SessionOpeningClosing
Asian (Tokyo)2-0012-00
European (London)11-0020-00
American (New York)16-001-00

The table shows that during the day there are hours when two exchanges work simultaneously. It was at this time that market activity was maximal. Among the sessions, the most active is European.

However, The volatility of currency pairs also depends on the day of the week and month:

  • In the middle of the week (Tuesday and Wednesday), the activity of traders is greatest.
  • On Friday, as well as at the end of the month, many speculators close positions opened in previous periods. These days are difficult to analyze and predict.

Experts recommend suspend trading during the holidays, as well as before the release of the most important news. At this time, it is not easy for newcomers to make significant profits.

Question 2. What is the Forex currency exchange?

Forex trading represents the international currency market. Its main task is the organization of transactions with currencies.

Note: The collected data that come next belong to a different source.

PR #1060, opened 2020-06-01
Add configurable limit to the number of rooms that can be provisioned

Half-Shot:
This does some basic checks to see if the bridge has reached the configured maximum number of rooms when provisioning. It also adds a endpoint to check the current number and limit.

### DIFF
--- a/src/bridge/IrcBridge.ts
+++ b/src/bridge/IrcBridge.ts
@@ -1113,7 +1113,7 @@ export class IrcBridge {
     }
 
     public async atBridgedRoomLimit() {
-        const limit = this.config.ircService.provisioning.roomLimit;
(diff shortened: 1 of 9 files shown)


src/bridge/IrcBridge.ts
```diff
@@ -1111,4 +1111,13 @@ export class IrcBridge {
         }
         logCb(`Quit ${offlineCount}/${users.length}`);
     }
+
+    public async atBridgedRoomLimit() {
+        const limit = this.config.ircService.provisioning.roomLimit;
```
jaller94, line 1116: `provisioning` is not required.
```suggestion
        const limit = this.config.ircService.provisioning?.roomLimit;
```

PR #1062, opened 2020-06-04
Add external sasl with with key/cert (tested on freenode)

Francesco149:
NOTE: this requires https://github.com/matrix-org/node-irc/pull/48 to be merged to build correctly (it references that commit in the package-lock)

this allows authenticating through sasl external on services like freenode by specifying cert and key and setting saslMode to EXTERNAL. tested on freenode from my ec2 instance

see the node-irc pull for more info

this also gets around the issue of having a hardcoded bot name since the external auth on freenode doesn't care if your nickname matches


src/irc/ConnectionInstance.ts
```diff
@@ -382,8 +384,11 @@ export class ConnectionInstance {
             retryCount: 0,
             family: server.getIpv6Prefix() || server.getIpv6Only() ? 6 : null,
             bustRfc3484: true,
-            sasl: opts.password ? server.useSasl() : false,
```
Half-Shot, line 385: one concern that a blank password can now be incorrectly used with sasl. We should probably catch and throw this?

Francesco149:
i added the check and rebased to develop. not tested but only the 3 line check for the password and the node-irc commit hash have changed

Francesco149:
rebased again, tested on freenode and can confirm it works great

Half-Shot (changes requested):
Code looks fine, but CI needs fixing (check the tests and linting). You'll also need to sign off as per https://github.com/matrix-org/matrix-appservice-irc/blob/develop/CONTRIBUTING.md#making-pull-requests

The value of various monetary units is almost in continuous motion. Thanks to this, traders have the opportunity to make good profits by working on Forex.

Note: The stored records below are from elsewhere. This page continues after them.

PR #4, opened 2017-12-12
DB-1174: delete RPKI objects that are not referenced from manifests

erikrozendaal:
RPKI objects that are (no longer) referenced from current manifests
are deleted after at least 7 days of unreachability.

### DIFF
--- a/src/main/java/net/ripe/rpki/validator3/domain/RpkiObjectCleanupService.java
+++ b/src/main/java/net/ripe/rpki/validator3/domain/RpkiObjectCleanupService.java
@@ -1,0 +1,155 @@
+/**
+ * The BSD License
+ * <p>
+ * Copyright (c) 2010-2018 RIPE NCC
+ * All rights reserved.
+ * <p>
+ * Redistribution and use in source and binary forms, with or without
+ * modification, are permitted provided that the following conditions are met:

The largest Forex participants, who in most cases dictate trends, are:

  • central banks of various countries;
  • large investment structures.

In quantitative terms, small traders prevail among market participants. However, the share of their financial investments is insignificant.

It is quite difficult to accurately determine the volume of transactions made on Forex. But experts estimate that on average daily currency turnover reaches 3 trillion dollars. Wherein average size of operations is almost 1 million dollars.

Nevertheless, small speculators have the opportunity to bid, investing a much smaller amount. To do this, it is enough to use the services of intermediaries, called brokers.

9. Conclusion + video on the topic

Currency exchange is a complex mechanism that is constantly in motion. Currency exchange provides an opportunity to earn during the course of currency trading and make good profit.

However, you should not believe anyone who says that without much effort, Forex allows you to get rich. Such statements are nothing more than a banal advertising move. To get a stable profit, you will have to not only invest a certain amount, but also constantly study.

We also recommend watching a video about what a currency exchange is and how to make money on it:

That's all with us!

We wish readers of the RichPro.ru website successful bidding on the currency exchange. See you on the pages of our online magazine!

If you still have questions about the topic of the article, then ask them in the comments below. Do not forget to share the publication in social networks with your friends!

Watch the video: Professional Forex Trading Course Lesson 1 By Adam Khoo (November 2024).